Extracted information:
PR #573, opened 2022-03-08
DOP-2743: Add source code button on code snippets

gjchong25:
### Stories/Links:

[DOP-2743](https://jira.mongodb.org/browse/DOP-2743)

### Staging Links:

[Atlas Staging](https://docs-mongodbcom-integration.corp.mongodb.com/master/cloud-docs/grace.chong/DOP-2743/driver-connection/#driver-examples) - functionality examples under language 'Python' 

### Notes:

This change allows users to click on a "source code" button that navigates them to an external link for the source code. A tooltip also appears on hover for the source code button. These can be applied to both io-code-blocks as well as normal code blocks.


package.json
```diff
@@ -64,8 +64,8 @@
     "@leafygreen-ui/callout": "^2.1.2",
     "@leafygreen-ui/card": "^5.1.1",
     "@leafygreen-ui/checkbox": "^6.0.3",
-    "@leafygreen-ui/code": "^8.1.3",
-    "@leafygreen-ui/emotion": "^3.0.1",
+    "@leafygreen-ui/code": "^9.3.0",
```
rayangler, line 67: Flagging here that upgrading to this version of LG's `Code` component can break our mapping for languages for their language selector. We should probably check which of the languages will break. 

On the staging link, switching to C or C++ breaks the page. We can change this logic [in this file](https://github.com/mongodb/snooty/blob/b351a5c2ef772b6095ef53ab8079f5872a92d4d3/src/components/code-context.js#L18). 

Sorry about this! In retrospect, I should have added an additional check to make sure that the language we were returning from the custom mapping was also a language in LG's set of languages, in case they changed what they supported

tests/unit/__snapshots__/Button.test.js.snap
```diff
@@ -37,10 +38,11 @@ exports[`renders correctly 1`] = `
   cursor: pointer;
   z-index: 0;
   background-color: #09804C;
-  box-shadow: 0px 2px 3px rgba(19,170,82,0.4);
+  box-shadow: 0px 2px 3px rgba(19, 170, 82, 0.4);
```
rayangler, line 41: I'm assuming that these snapshot changes are due to the upgrade of LG's Emotion package, but just wanted to make sure that this is expected!

gatsby-config.js
```diff
@@ -8,7 +8,7 @@ module.exports = {
     'gatsby-plugin-emotion',
     'gatsby-plugin-layout',
     'gatsby-plugin-react-helmet',
-    'gatsby-plugin-sitemap',
+    // 'gatsby-plugin-sitemap',
```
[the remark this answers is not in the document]
gjchong25: Yes - Cassidy is looking into it but before it was commented out the build would freeze on `onPostBuild`.

tests/unit/__snapshots__/Button.test.js.snap
gjchong25: Yep it seems that all the snapshot tests unrelated to my change that were updated happened as a result of the updated Emotion package, although this particular change is... interesting?

src/components/Code/Code.js
```diff
@@ -30,13 +34,34 @@ const getLanguage = (lang) => {
...
+    customActionButtonList = [
+      <IconButton href={source} onMouseEnter={() => setIsHovered(true)} onMouseLeave={() => setIsHovered(false)}>
+        <Icon glyph="OpenNewTab" />
+        <Tooltip
+          triggerEvent="hover"
+          align="bottom"
+          justify="middle"
+          darkMode={true}
+          popoverZIndex={2}
+          open={isHovered}
```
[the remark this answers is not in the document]
gjchong25: So the last time I ran into some issues when I tried to just pass in the LG icon to the `trigger` prop, but it turns out to be working fine if the Icon is wrapped in another div! I'll change the logic

src/components/Code/Code.js
```diff
@@ -17,27 +21,56 @@ const captionStyle = css`
...
+            <div css={sourceCodeStyle}>
+              <Icon glyph="OpenNewTab" />
+            </div>
+          }
+          darkMode={true}
+          popoverZIndex={2}
+        >
+          View full source
+        </Tooltip>
+      </IconButton>,
```
rayangler, line 70: Do you know if something like this works? `IconButton` should wrap its children with a `div` that applies the same centering CSS as `sourceCodeStyle`. If it doesn't work, I'm down to keep it as is!

```suggestion
      <Tooltip
        triggerEvent="hover"
        align="bottom"
        justify="middle"
        trigger={
          <IconButton href={source}>
            <Icon glyph="OpenNewTab" />
          </IconButton>
        }
        darkMode={true}
        popoverZIndex={2}
      >
        View full source
      </Tooltip>,
```

rayangler (commented):
Just one suggestion but otherwise LGTM! I'm down to scrap the suggestion if it doesn't work for our use case. Thank you!

src/components/Code/Code.js
gjchong25: I tried this and it doesn't seem to work - think it might be better to keep it as is!

casthewiz (commented):
I think the styling changes are coming from either the leafygreen-emotion upgrade or a peer dependency changing in the `package-lock.json` - building from commit `85ffdde` doesn't have the styling issues with the sidenav, but building from commit `5005397` does 🤔

rayangler (commented):
I think your changes look good to me, but I'm a little confused about all of the `package-lock` changes and snapshot css changes. It seems like not much would/should change since the only package we're really updating is LG's `Code` component 🤔

package.json
```diff
@@ -86,6 +86,7 @@
     "gatsby-plugin-layout": "^1.7.0",
     "gatsby-plugin-react-helmet": "^3.7.0",
     "gatsby-plugin-sitemap": "^2.11.0",
+    "hex-rgb": "^5.0.0",
```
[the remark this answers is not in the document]
gjchong25: I was getting a WEBPACK error that wouldn't resolve unless I installed hex-rgb. Unclear why it was necessary but once I installed the package everything worked as normal?

PR #574, opened 2022-03-09
DOP-2783: Remove docs-tools submodule

rayangler:
### Stories/Links:

DOP-2783

### Staging Links:

[Compass staging](https://docs-mongodbcom-integration.corp.mongodb.com/master/compass/raymundrodriguez/DOP-2783/)

### Notes:

Removing `docs-tools` as an ignore from `eslint` and `prettier` may result in our pre-commit hook throwing errors. To fix this, please remove `static/docs-tools` and/or your local copy of `docs-tools` from your working directory:

```
rm -rf docs-tools
rm -rf static/docs-tools
```

 (Alternatively, we can keep all of our `docs-tools` ignore rules so that nobody has to worry about these linting and formatting issues. But the above directories should still be removed since we don't need them!)

While removing `docs-tools` as an ignore pattern for `eslint`, I found that `lint-staged`, which we use for our pre-commit hook, seems to lint staged files that should be ignored when `--max-warnings 0` is set for `eslint`. This was preventing me from committing `.eslintrc.js`. `lint-staged` offers the [following solution](https://github.com/okonet/lint-staged/blob/fa15d686deb90b7ffddfbcf644d56ed05fcd8a38/README.md#how-can-i-ignore-files-from-eslintignore) (make sure to click to expand). 

I included this solution in this PR in case we do want to remove `docs-tools` from linting, but happy to make a separate PR for this entirely while continuing to ignore linting `docs-tools`. Either way, this workaround may be worth implementing in case we need to make changes to `.eslintrc.js` or other files in the future that should be ignored.

Lastly, please enjoy this meme I made over a year ago and just remembered about:

docs-tools


.gitignore
```diff
@@ -6,7 +6,6 @@ static/*
 # Don't ignore the assets or media directory
 !static/assets
 !static/media
-docs-tools/
```
casthewiz, line 9: I think it's actually fine to leave docs-tools in the gitignore and leave it up to the discretion of each user of the repository to delete - we can socialize the change, and leaving it would make certain that we don't track anything that's straggling in a fork.

casthewiz (approved):
Everything looks good! The `lint-staged` fix seems reasonable 😄

PR #575, opened 2022-03-10
DOP-2815: Bump consistent-nav for www testing

rayangler:
### Stories/Links:

DOP-2815

### Staging Links:

(Using S3 staging URLs here in case of caching issues)
[Compass DotCom Staging](https://docs-mongodb-org-stg.s3.us-east-2.amazonaws.com/master/compass/raymundrodriguez/DOP-2815/index.html) - when `isDotCom() === true`
* Docs-related links should resolve to `/docs-qa` (the majority of these should be found under the "Resources" section). Other links should stay the same.
* Docs search should also point to `/docs-qa`.

[Compass Not DotCom Staging](https://docs-mongodb-org-stg.s3.us-east-2.amazonaws.com/master/compass/raymundrodriguez/DOP-2815-not-dotcom/index.html) - when `isDotCom() === false`
* Docs-related links and search should resolve to our regular prod sites. Functionality should be the same as what's on prod already.

### Notes:

I had to install this version of the `consistent-nav` with the `--legacy-peer-deps` flag. Trying to install it without it requires upgrading our versions of Emotion packages and I found myself spending too much time trying to debug styling issues. It doesn't seem like bumping the `consistent-nav` like this breaks anything, especially since majority of the peer dependencies are also direct dependencies of the `consistent-nav`. Let me know if you run into any issues!

As long as `isDotCom()` returns what we want, we can pass in the docs base URL to be what we need it to be to the top nav (In hindsight, maybe it would have been better to have the prop be a function instead of a base url in case that we need to tweak the actual implementation of changing the docs URLs 😅)


src/utils/dotcom.js
```diff
@@ -2,22 +2,24 @@
 // Contents of this file are temporal regardless, and logic is somewhat universal regardless.
 const isBrowser = typeof window !== 'undefined';
 
+const dotcomBaseUrl = 'www.mongodb.com/docs-qa';
```
casthewiz, line 5: hmmm, it's a little confusing having a `dotComBaseUrl` and a `baseUrl` exported - I think making this a little clearer as a const and having the variable name be all uppercase would make it easier to tell at a glance how to use the two 😄 

```suggestion
const DOTCOM_BASE_URL = 'www.mongodb.com/docs-qa';
```

casthewiz (approved):
Very small improvement suggestion, but this is great work! Really happy to see that toggling between values with the nav will be fairly simple 🥇

src/utils/dotcom.js
rayangler: Good point! Pushed up a commit with the change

What is required:
Copy all lines from the material above that hold the word "leafygreen".

Result of this task:
     "@leafygreen-ui/callout": "^2.1.2",
     "@leafygreen-ui/card": "^5.1.1",
     "@leafygreen-ui/checkbox": "^6.0.3",
-    "@leafygreen-ui/code": "^8.1.3",
-    "@leafygreen-ui/emotion": "^3.0.1",
+    "@leafygreen-ui/code": "^9.3.0",
I think the styling changes are coming from either the leafygreen-emotion upgrade or a peer dependency changing in the `package-lock.json` - building from commit `85ffdde` doesn't have the styling issues with the sidenav, but building from commit `5005397` does 🤔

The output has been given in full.